(Stored data entries)
== Segment start ==
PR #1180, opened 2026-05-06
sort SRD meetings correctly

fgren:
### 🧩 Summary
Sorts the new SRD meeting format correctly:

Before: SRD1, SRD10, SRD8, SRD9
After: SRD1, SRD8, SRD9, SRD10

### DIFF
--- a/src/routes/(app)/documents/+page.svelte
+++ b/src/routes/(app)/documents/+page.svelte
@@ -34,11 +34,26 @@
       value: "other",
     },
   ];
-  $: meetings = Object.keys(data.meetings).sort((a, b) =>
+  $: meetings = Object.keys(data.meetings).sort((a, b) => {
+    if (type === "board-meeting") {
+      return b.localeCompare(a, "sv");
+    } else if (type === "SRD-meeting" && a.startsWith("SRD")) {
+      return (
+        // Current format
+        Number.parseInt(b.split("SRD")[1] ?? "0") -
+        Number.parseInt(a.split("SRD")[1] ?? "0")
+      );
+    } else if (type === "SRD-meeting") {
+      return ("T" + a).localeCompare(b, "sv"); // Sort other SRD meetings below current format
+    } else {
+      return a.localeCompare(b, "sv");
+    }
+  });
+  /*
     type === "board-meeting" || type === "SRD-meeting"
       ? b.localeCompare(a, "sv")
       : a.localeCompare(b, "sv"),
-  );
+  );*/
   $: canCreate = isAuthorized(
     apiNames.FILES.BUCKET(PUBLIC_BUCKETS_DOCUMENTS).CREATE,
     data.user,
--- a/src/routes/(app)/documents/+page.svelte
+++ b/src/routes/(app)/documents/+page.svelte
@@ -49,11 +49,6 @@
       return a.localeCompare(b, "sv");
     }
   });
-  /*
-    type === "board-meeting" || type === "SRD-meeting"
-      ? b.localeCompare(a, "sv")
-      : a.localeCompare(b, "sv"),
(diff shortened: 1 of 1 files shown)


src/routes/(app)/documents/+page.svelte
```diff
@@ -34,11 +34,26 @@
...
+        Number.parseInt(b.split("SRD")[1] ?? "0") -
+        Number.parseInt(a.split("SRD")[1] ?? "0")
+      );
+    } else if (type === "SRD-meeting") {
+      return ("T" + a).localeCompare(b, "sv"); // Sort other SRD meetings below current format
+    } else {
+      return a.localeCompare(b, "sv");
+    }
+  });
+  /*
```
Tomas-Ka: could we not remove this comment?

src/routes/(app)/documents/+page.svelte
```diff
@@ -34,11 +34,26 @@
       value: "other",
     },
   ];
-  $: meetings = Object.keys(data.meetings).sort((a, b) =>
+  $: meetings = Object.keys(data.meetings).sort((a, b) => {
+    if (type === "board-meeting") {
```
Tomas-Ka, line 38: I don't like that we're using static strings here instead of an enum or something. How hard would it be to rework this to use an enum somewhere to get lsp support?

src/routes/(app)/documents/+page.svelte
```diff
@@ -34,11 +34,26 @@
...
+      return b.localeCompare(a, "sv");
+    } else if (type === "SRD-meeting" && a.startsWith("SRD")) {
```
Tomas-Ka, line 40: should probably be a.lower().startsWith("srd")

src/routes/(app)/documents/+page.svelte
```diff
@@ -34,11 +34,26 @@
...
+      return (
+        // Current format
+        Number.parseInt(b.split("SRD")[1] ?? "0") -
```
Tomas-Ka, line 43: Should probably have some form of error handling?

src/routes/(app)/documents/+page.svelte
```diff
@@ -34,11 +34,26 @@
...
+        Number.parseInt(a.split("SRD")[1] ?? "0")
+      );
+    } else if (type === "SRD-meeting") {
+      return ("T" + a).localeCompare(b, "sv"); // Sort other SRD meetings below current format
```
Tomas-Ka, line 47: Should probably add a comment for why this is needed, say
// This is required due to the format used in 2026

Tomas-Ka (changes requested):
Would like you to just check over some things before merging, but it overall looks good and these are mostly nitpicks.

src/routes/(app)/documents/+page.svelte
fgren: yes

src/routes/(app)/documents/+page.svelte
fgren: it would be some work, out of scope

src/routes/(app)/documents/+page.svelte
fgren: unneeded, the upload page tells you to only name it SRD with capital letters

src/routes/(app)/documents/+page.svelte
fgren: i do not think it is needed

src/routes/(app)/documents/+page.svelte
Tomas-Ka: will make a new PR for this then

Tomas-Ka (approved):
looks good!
== Segment end ==
== Segment start ==
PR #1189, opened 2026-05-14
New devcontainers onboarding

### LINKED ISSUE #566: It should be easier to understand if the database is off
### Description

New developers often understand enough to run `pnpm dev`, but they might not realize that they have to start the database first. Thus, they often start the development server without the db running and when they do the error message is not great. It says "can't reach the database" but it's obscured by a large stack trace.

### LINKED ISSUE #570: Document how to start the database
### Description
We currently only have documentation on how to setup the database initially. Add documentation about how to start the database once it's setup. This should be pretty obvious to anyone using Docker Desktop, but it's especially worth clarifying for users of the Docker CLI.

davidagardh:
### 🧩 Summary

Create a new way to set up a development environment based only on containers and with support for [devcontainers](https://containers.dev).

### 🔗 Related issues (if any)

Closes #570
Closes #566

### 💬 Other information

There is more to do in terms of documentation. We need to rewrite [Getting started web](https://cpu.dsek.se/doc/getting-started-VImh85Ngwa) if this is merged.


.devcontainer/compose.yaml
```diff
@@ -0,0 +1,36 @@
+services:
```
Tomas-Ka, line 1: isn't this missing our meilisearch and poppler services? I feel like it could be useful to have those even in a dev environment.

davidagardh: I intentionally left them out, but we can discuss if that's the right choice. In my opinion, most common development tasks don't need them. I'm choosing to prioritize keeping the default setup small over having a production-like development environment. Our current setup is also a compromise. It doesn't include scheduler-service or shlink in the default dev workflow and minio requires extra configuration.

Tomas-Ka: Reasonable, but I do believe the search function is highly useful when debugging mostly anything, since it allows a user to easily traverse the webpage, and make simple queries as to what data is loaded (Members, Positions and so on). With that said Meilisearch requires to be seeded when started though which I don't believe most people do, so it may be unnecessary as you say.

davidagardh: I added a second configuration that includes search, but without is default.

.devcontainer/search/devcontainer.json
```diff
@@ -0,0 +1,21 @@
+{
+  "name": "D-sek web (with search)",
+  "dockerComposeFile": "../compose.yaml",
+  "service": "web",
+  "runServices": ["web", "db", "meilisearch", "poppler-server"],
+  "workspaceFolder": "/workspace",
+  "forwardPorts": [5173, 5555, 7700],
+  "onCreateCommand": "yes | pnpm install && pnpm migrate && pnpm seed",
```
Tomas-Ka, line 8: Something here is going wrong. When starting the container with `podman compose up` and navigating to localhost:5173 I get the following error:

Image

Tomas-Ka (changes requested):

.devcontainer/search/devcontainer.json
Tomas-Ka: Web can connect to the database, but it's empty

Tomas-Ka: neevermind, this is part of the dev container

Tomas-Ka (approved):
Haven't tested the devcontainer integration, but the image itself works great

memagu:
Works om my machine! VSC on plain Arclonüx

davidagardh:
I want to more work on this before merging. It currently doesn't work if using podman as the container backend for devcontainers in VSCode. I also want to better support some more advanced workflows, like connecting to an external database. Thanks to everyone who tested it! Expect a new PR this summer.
== Segment end ==
• [The task]: Only the lines of the data holding the string "compose" are wanted; copy each of them.

• [Task result]:
.devcontainer/compose.yaml
+  "dockerComposeFile": "../compose.yaml",
Tomas-Ka, line 8: Something here is going wrong. When starting the container with `podman compose up` and navigating to localhost:5173 I get the following error:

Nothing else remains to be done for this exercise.